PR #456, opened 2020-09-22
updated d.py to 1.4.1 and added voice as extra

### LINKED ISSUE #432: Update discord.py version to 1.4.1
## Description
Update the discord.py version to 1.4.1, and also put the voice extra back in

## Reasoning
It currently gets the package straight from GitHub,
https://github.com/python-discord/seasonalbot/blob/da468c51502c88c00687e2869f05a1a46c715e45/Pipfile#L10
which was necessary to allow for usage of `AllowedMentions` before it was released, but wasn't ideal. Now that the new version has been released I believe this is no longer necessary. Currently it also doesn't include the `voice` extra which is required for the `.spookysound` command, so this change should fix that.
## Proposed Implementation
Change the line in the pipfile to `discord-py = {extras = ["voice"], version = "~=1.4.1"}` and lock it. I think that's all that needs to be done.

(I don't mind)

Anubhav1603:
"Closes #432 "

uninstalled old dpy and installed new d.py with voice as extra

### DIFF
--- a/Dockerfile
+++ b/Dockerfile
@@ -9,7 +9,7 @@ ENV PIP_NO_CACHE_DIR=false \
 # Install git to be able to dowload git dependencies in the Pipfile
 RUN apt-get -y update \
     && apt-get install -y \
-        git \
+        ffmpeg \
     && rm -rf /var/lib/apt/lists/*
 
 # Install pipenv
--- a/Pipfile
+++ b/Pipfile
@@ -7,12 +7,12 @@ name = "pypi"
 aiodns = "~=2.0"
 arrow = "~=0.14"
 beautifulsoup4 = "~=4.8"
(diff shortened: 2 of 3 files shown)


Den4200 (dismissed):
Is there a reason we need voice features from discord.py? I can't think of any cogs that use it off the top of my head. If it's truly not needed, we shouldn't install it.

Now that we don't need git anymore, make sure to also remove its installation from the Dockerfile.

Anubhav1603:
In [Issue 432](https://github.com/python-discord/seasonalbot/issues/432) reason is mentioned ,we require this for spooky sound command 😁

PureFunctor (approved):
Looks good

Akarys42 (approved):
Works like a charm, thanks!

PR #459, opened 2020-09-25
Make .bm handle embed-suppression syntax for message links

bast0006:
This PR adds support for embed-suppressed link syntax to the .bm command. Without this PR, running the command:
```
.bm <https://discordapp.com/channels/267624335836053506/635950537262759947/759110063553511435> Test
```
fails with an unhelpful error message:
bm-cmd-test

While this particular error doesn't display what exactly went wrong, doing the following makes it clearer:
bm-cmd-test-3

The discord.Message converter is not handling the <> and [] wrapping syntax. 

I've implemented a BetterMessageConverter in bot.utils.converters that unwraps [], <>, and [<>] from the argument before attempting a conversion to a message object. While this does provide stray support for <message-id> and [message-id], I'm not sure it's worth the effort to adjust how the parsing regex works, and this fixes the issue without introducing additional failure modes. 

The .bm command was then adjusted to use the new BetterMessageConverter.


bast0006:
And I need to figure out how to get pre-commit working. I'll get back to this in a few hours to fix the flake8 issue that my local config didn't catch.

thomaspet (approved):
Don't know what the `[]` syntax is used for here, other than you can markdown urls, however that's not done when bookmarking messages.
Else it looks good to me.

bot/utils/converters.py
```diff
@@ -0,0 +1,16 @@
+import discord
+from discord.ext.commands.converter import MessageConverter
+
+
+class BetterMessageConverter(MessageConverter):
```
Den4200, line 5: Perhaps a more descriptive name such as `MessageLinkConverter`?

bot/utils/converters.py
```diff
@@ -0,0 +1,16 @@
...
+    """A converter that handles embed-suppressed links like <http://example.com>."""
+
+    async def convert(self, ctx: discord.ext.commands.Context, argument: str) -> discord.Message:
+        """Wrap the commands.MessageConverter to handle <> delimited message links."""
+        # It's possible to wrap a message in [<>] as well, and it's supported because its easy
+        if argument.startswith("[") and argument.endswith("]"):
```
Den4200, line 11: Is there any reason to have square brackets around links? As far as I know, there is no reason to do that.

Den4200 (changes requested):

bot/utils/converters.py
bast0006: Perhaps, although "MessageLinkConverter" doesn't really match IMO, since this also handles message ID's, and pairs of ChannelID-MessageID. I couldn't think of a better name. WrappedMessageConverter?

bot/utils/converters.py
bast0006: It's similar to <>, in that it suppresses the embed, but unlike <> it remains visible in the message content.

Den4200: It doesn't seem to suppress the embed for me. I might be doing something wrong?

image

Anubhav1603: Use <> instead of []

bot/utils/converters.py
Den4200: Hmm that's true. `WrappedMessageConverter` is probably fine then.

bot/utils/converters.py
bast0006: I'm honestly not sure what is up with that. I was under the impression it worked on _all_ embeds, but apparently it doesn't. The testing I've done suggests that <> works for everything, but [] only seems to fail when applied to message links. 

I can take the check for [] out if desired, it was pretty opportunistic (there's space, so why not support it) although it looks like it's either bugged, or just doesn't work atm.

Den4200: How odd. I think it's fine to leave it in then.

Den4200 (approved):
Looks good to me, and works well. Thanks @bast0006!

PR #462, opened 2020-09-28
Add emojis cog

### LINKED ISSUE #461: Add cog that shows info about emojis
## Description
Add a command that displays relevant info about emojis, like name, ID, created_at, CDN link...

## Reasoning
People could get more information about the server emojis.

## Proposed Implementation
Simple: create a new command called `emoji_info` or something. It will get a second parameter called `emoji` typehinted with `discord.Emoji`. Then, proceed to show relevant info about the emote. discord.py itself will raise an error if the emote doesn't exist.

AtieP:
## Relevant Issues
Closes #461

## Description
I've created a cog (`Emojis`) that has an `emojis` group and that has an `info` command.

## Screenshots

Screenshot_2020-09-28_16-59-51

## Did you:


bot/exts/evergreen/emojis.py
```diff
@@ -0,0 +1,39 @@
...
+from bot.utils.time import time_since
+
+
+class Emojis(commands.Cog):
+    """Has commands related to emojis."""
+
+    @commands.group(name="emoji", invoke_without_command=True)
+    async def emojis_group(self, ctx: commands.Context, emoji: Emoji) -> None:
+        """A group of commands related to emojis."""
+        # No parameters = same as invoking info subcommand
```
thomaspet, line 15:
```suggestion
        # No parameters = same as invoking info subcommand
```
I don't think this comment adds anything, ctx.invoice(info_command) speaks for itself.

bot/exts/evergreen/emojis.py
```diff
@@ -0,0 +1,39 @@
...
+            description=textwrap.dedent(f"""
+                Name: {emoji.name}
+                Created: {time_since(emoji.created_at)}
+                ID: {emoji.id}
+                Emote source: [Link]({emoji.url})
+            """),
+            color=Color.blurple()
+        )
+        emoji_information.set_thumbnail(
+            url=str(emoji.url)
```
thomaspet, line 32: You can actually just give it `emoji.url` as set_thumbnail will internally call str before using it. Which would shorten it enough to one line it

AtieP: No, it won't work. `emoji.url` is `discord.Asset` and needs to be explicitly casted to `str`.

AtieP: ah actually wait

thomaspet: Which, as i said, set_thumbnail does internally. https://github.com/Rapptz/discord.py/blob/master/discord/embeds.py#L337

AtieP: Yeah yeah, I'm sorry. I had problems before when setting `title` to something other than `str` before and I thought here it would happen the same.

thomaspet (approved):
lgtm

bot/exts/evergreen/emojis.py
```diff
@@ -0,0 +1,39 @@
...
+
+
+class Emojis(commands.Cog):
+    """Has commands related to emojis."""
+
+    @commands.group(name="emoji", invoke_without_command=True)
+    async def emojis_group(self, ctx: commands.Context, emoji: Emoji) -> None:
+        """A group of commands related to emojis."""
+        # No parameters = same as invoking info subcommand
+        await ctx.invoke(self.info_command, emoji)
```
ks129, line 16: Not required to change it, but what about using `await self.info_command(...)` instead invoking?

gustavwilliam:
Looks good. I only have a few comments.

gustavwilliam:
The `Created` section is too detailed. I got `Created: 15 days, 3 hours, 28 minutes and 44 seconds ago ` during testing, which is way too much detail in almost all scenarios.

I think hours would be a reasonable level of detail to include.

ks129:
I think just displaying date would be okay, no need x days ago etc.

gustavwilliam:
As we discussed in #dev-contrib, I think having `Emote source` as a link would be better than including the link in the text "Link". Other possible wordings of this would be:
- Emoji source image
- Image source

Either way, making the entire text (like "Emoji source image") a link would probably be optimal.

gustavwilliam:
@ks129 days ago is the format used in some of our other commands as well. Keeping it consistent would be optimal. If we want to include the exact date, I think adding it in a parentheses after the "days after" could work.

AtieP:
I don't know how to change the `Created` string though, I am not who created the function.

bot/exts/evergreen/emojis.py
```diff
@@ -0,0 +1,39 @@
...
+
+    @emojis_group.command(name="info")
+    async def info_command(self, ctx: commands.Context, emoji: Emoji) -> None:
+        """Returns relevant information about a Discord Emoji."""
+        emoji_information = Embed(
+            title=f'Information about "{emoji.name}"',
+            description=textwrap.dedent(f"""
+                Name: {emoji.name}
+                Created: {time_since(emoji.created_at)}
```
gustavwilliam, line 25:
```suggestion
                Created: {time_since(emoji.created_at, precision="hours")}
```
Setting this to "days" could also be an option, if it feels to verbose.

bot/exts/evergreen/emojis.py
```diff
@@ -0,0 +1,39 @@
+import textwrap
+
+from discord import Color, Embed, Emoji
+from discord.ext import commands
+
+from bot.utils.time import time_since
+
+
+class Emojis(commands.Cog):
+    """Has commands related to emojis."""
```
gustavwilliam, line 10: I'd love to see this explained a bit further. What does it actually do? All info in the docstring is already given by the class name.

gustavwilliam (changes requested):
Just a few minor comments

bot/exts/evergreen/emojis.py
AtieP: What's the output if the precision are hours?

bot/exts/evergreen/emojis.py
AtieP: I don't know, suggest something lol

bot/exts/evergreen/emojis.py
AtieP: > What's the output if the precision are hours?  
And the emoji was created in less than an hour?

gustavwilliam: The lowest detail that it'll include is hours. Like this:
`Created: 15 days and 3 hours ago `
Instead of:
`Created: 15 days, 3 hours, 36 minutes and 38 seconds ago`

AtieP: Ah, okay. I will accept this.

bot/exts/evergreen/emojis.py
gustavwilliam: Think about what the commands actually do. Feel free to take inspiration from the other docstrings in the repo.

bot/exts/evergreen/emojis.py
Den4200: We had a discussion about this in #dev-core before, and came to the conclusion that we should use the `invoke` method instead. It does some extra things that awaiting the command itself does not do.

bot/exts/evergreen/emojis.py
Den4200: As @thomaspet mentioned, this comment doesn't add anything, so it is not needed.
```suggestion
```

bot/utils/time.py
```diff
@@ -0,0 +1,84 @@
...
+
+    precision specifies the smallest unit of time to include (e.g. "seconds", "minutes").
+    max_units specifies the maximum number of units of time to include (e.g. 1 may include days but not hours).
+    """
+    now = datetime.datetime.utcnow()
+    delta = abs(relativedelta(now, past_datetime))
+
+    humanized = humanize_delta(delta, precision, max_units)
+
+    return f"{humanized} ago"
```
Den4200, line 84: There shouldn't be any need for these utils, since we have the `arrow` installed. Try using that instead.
■ ■ ■ ■
• [Problem details] In the records above, locate the lines holding the word "internally". Copy each of them.

• [Written answer]
thomaspet, line 32: You can actually just give it `emoji.url` as set_thumbnail will internally call str before using it. Which would shorten it enough to one line it
thomaspet: Which, as i said, set_thumbnail does internally. https://github.com/Rapptz/discord.py/blob/master/discord/embeds.py#L337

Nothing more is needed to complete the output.